ENERGY STORAGE WAVE 3: THE UTILITY-INTEGRATED ERA
While the grid-connected wave has matured primarily through the build-out efforts of independent power producers, an even bigger wave of growth and maturity is building behind it – the utility integrated wave.
What we have seen with our distribution utility clients is that these types of storage owners want their energy storage systems (ESS) to serve as multi-purpose grid management tools and therefore require the energy systems to be tightly integrated with utility distribution operations. No longer just an interesting technology, an ESS can now be viewed as a used and useful asset that can be dispatched to its highest and best use as part of ongoing utility operations.
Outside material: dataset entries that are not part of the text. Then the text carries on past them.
PR #1552, opened 2019-08-24
en: improve generate.fallback

debs-obrien:
Better explanation and examples for 404/200 fallback @manniL @pimlie please check to see if it is too much or is missing anything


manniL:
Let's get this in sync with #1541

en/api/configuration-generate.md
```diff
@@ -81,7 +81,7 @@ export default {
 ## fallback
 
 - Type: `String` or `Boolean`
-- Default: `'200.html'`
+- Default: `200.html` if left unset or false and `404.html` if set to true
```
manniL: The outcome for different values is explained further down, so I'd suggest to keep it as is :relaxed: 	

```suggestion
- Default: `200.html`
```

en/api/configuration-generate.md
```diff
@@ -91,9 +91,30 @@ export default {
 }
 ```
 
-The path to the SPA fallback. This file can be used when doing deploys of generated sites to static hosting. It falls back to `mode: 'spa'` when a route isn't generated.
+The path to the fallback HTML file. It should be set as the error page, so that also unknown routes are rendered via Nuxt.
+If unset or set to a falsy value, the name of the fallback HTML file will be `200.html`. If set to `true`, the filename will be `404.html`. If you provide a string as a value, it will be used instead.
 
-_Note: this option could be useful using [Netlify](https://netlify.com) or any static hosting using HTML fallbacks._
+If running a SPA with all pages not generated then it is best to fallback to 200.html, as it's the only file necessary as no other routes are generated.
```
manniL:
```suggestion
When running an SPA then it is more idiomatic to use a `200.html`, as it's the only file necessary as no other routes are generated.
```

en/api/configuration-generate.md
```diff
@@ -91,9 +91,30 @@ export default {
...
+
+```js
+fallback: false
+```
+
+If working with statically generated pages then it is best to fallback to 404.html for error pages and for those covered by [excludes](https://nuxtjs.org/api/configuration-generate#exclude) (the files that you do not want generated as static pages).
```
manniL:
```suggestion
If working with statically generated pages then it is recommended to use a `404.html` for error pages and for those covered by [excludes](https://nuxtjs.org/api/configuration-generate#exclude) (the files that you do not want generated as static pages).
```

en/api/configuration-generate.md
```diff
@@ -91,9 +91,30 @@ export default {
...
+
+However, Nuxt allows you to configure any page you like so if you don't want to use the 200.html or 404.html you can add a string and then you just have to make sure you redirect to that page instead. This is of course not necessary and is best to redirect to 200.html/404.html
+
+```js
+fallback: 'fallbackPage.html' 
+```
+
+ *Note: Multiple services (e.g. Netlify) detect a `404.html` automatically.*
+ 
+ *Note: If running on apache you will need to create a .htaccess file with a redirect of 404 to 404.html.*
```
manniL: We can't add comments for all web servers (nginx, apache, etc.), so I'd either leave it out or make it more general. Maybe even merging it with 115

en/api/configuration-generate.md
```diff
@@ -111,7 +132,7 @@ Interval between two render cycles to avoid flooding a potential API with API ca
 
 - Type: `Array`
 
-[Dynamic routes](/guide/routing#dynamic-routes) are ignored by the `generate` command.
+[Dynamic routes](/guide/routing#dynamic-routes) are ignored by the `generate` command (npm run generate). Nuxt does not know what these routes will be so it can't generate them.
```
manniL:
```suggestion
[Dynamic routes](/guide/routing#dynamic-routes) are ignored by the `generate` command (yarn generate). Nuxt does not know what these routes will be so it can't generate them.
```

en/api/configuration-generate.md
```diff
@@ -124,7 +145,7 @@ Example:
 
 Only the route `/` will be generated by Nuxt.js.
 
-If you want Nuxt.js to generate routes with dynamic params, you need to set an array of dynamic routes.
+If you want Nuxt.js to generate routes with dynamic params, you need to set an array of dynamic routes inside the `generate` property.
```
manniL:
```suggestion
If you want Nuxt.js to generate routes with dynamic params, you need to set the `generate.routes` property to an array of dynamic routes.
```

en/api/configuration-generate.md
debs-obrien: resolved

debs-obrien:
@manniL changes made as requested. please check

en/api/configuration-generate.md
```diff
@@ -91,10 +91,29 @@ export default {
...
+fallback: true
+```
+
+However, Nuxt allows you to configure any page you like so if you don't want to use the `200.html` or `404.html` you can add a string and then you just have to make sure you redirect to that page instead. This is of course not necessary and is best to redirect to `200.html`/`404.html`.
+
+```js
+fallback: 'fallbackPage.html' 
+```
+
+ *Note: Multiple services (e.g. Netlify) detect a `404.html` automatically. For those that don't you will need to manually create a redirect file that redirects `404` to `404.html` *
```
manniL:
```suggestion
 *Note: Multiple services (e.g. Netlify) detect a `404.html` automatically. If you configure your webserver on your own, please consult it's documentation to find out how to set up an error page (and set it to the `404.html` file) * 
```

PR #1553, opened 2019-08-25
ja: add faq/using-nuxt-with-cloudflare

aytdm:
PTAL, when you're available.
resolves https://github.com/vuejs-jp/ja.docs.nuxtjs/issues/234, resolves https://github.com/vuejs-jp/ja.docs.nuxtjs/issues/235


aytdm:
Thanks ❤️

PR #1557, opened 2019-08-28
en: update firebase custom 404.html handling

skl:
Firebase Hosting now automatically supports `404.html` with a default 404 status code without having to modify `firebase.json` anymore. Using the previous config from these docs actually resulted in a response code of 200 for Page Not Found errors.


manniL:
Thank you!

PR #1566, opened 2019-09-04
en: fix typo

konovalov-nk:
Many people adhere to a belief that you use the article “a” before words that begin with consonants and “an” before words that begin with vowels. But that isn’t the rule.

Within the utility, the project owner is increasingly the operations group in conjunction with the advanced technology group. Warranties are now measured in decades and supplied by companies with the staying power to credibly offer those assurances. Funding for ESSs is starting to come from utilities’ integrated resource plans (IRPs) as part of an overall system strategy, rather than coming from a special projects silo. This can be seen with Arizona Public Service’s announcement to procure 503 MW of storage through their IRP by 2032. Other evidence for this advancing trend can be found in GTM Research’s Energy Storage tracker. Published in 2Q-2017, this report showed that roughly two-thirds of the commissioned systems year-to-date were for utility owners and sized at 2MW or less of power which is ideal for use at substations or elsewhere on the distribution system.